Model Evidence

Picochat’s public claims should be tied to artifacts, not screenshots or a single impressive prompt. This page is the scoreboard for what exists today, what is pending, and what must be published before a model is called releasable.

Current Public Status

Model artifact Status What it means
Tiny local demo Ready Exercises the end-to-end factory on a local toy run. Useful for installation and UI checks only.
100M H100/H200 pilot Exercised, not yet published The path has run on rented GPUs, but no public model card and benchmark bundle are published yet.
1B h200-1b-ddp8 model Pending The recipe and gates exist. The model is not claimed until the full run and release gate pass.
Hugging Face checkpoint Pending The export/publish path exists through picochat export hf --push-to-hub, but no official model repo is claimed yet.

Required Release Bundle

A public Picochat model should ship as a bundle, not just a weight file:

Required artifact Why it matters
Git commit Reproduces the exact training code.
Dataset pack and import report Shows the corpus source, filters, and document counts.
Preflight report Proves token budget, replay risk, split integrity, and coverage were checked before training.
Training curves Shows base/SFT loss, validation BPB, best checkpoint, and stop reason.
Honesty report Shows prompt overlap, corpus/eval contamination, duplicate prompts, and support phrase hits.
Internal eval report Shows identity, refusal, choice, arithmetic, and spelling category scores.
External benchmark report Gives at least one common benchmark anchor such as ARC or MMLU subset.
Release gate result Shows approved, warn, or blocked with explicit issues.
HF export manifest and model card Makes the checkpoint reviewable and loadable by other users.

Planned Hardware Lanes

These are run plans, not model-quality claims. Real throughput and cost should come from dry-run logs on the exact GPU host.

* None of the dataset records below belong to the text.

PR #11274, opened 2019-08-02
fix(postgres): schema for index and relations

### LINKED ISSUE #11276: Postgres: Schema does not default to current schema for references when model is set only on parent model
## What are you doing?

I need to switch schemas dynamically for multi tenancy in an application and when I change the schema for a model, I would like sequalize to default to that schema also for references and indexes. This is not the case yet and I would consider this a bug as it's the only sensible default behaviour.
The main point where this happens is when I call `sync({ schema: 'archive' })` on a model,

Sequalize to default to the schema of the model I'm using.

If I sync a model into a schema for example (I have used `sync({ schema: 'archive' })` on the models before), for references the current schema is not applied but no schema prefix at all.

## Environment
Dialect:
- [ ] mysql
- [x] postgres
- [ ] sqlite
- [ ] mssql
- [ ] any
Database version: XXX
Sequelize version: XXX
Node Version: XXX
OS: XXX
Tested with latest release:
- [ ] No

vanthome:
Relations and Indexes created from models that have set a schema are not properly prefixed with the schema. This patch solves this.

### Pull Request check-list

### Description of change

In several cases, the schema prefix was not applied for generated indexes and related tables. This PR fixes this.

Fixes #11276.

### DIFF
--- a/lib/dialects/abstract/query-generator.js
+++ b/lib/dialects/abstract/query-generator.js
@@ -569,6 +569,13 @@ class QueryGenerator {
       options.where = this.whereQuery(options.where);
     }
 
+    if (options.schema) {
+      tableName = {
+        tableName,
+        schema: options.schema
+      };
+    }
+
     if (typeof tableName === 'string') {
       tableName = this.quoteIdentifiers(tableName);
     } else {
--- a/lib/dialects/postgres/query-generator.js
+++ b/lib/dialects/postgres/query-generator.js
@@ -514,7 +514,19 @@ class PostgresQueryGenerator extends AbstractQueryGenerator {
     }
 
     if (attribute.references) {
-      const referencesTable = this.quoteTable(attribute.references.model);
+      let referencesTable = this.quoteTable(attribute.references.model);
+      const tableDetails = this.extractTableDetails(referencesTable, options);
+      let schema;
+      if (options.schema) {
+        schema = options.schema;
+      } else if ((!attribute.references.model || typeof attribute.references.model == 'string')
+        && options.table && options.table.schema) {
+        schema = options.table.schema;
+      }
+
+      if (schema) {
+        referencesTable = schema + tableDetails.delimiter + referencesTable;
+      }
       let referencesKey;
 
       if (attribute.references.key) {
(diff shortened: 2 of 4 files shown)


vanthome:
From my perspective this is complete now, please merge it.

papb:
@vanthome I see you did not add any test... Please add at least one simple test that wouldn't pass before your PR and passes after your PR. Thanks.

vanthome:
Added a test. For whatever reason now the tests fail although they run locally?

vanthome:
Seems like MySQL tests fail due to some code that I integrated through rebasing. So will you merge this?

papb:
@vanthome The test you added is running for all dialects, and failing for every dialect which is not postgres. You have to add your test in a way that it will run only for postgres. Let me know if you need further help.

papb:
@vanthome Just add your test [here](https://github.com/sequelize/sequelize/blob/master/test/integration/dialects/postgres/associations.test.js) instead and it should work.

vanthome:
Strange because previously the tests passed I think. Anyways, I have moved it there.

vanthome:
Now the PG native test seems to fail which has nothing to do with my change. What to do now?

papb:
@vanthome Nothing else to do! That error in postgres-native is an intermittent error that has been happening in Sequelize for a while... We can all ignore it.

Thank you very much for the PR! Looks ready to merge.

Let's wait for @sushantdhiman

vanthome:
Great, looking forward.

papb:
@vanthome There are conflicts with master, can you please resolve them?

vanthome:
Oh crap, I just pushed another update to my local branch, I did not want to add this to this PR. Do you know how I can revert this?

papb:
@vanthome Ah, that explains the last commit :grimacing:

You can just revert the commit normally (`git revert`), don't worry about the "ugly git history" because everything will be squashed on merge anyway.

vanthome:
I have undone the malicious change. When will this be merged now?

papb:
Hi! There are still conflicts...

vanthome:
Well this was w/o conflicts. why has it not been merged then?
I mean why should I put more effort into this, is it does not get merged anyway?

papb:
> Well this was w/o conflicts.

Indeed! But as time passes, conflicts may appear, it's normal.

> why has it not been merged then?

Because maintainers are busy

> I mean why should I put more effort into this, is it does not get merged anyway?

You don't have to do anything. In open source no one is forced to anything... I, like you, would like to see every PR merged as well.

papb:
I fixed the conflict for you :+1:

vanthome:
Great, looking forward for a merge.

Lane Approx params Planned tokens Hardware Purpose
Local demo tiny tiny CPU or single GPU Verify install, UI, export, and serving smoke paths.
100M pilot ~100M 1B-2B class 1x H100/H200 Validate data path, SFT/eval pack, loss behavior, and release-gate plumbing.
1B release candidate ~1.12B ~22.4B 8x H100/H200 DDP First serious closed-book SLM result with 20:1 token/parameter budget.

Readiness Gates

Before spending on a full 1B run:

  1. picochat sanity preh100 passes on the target GPU host.
  2. The dataset pack passes preflight with no token-budget, replay, coverage, or contamination blocks.
  3. A 100-step 8-GPU DDP dry run completes and resumes from checkpoint.
  4. The release-skills SFT/eval pack contains identity, refusal, choice, math, and spelling categories.
  5. At least one external benchmark file is ready for post-run scoring.

After training:

  1. Publish the model only if the long-run gate says approved.
  2. If the gate blocks, publish it as a blocked research run, not a release model.
  3. Report the weakest category instead of hiding it.
  4. Include bad generations as well as good generations in the model card.

Comparison Positioning

Picochat is not trying to replace every training framework. Its focus is the audit trail around small-model training.

Area Picochat position
From-scratch training Built in, from corpus to tokenizer to base model.
Release gates Core feature; preflight and post-run gates can block claims.
Contamination checks Core feature across corpus, SFT, eval, and support phrases.
Production serving Local smoke server only; vLLM/TGI/llama.cpp adapters are future work.
Large-scale distributed training 8-GPU DDP path is the mainline; FSDP is experimental.
Public model proof Pending first published model and benchmark bundle.

The fastest path to credibility is a small public model with complete evidence, then a larger 1B run with the same release bundle discipline.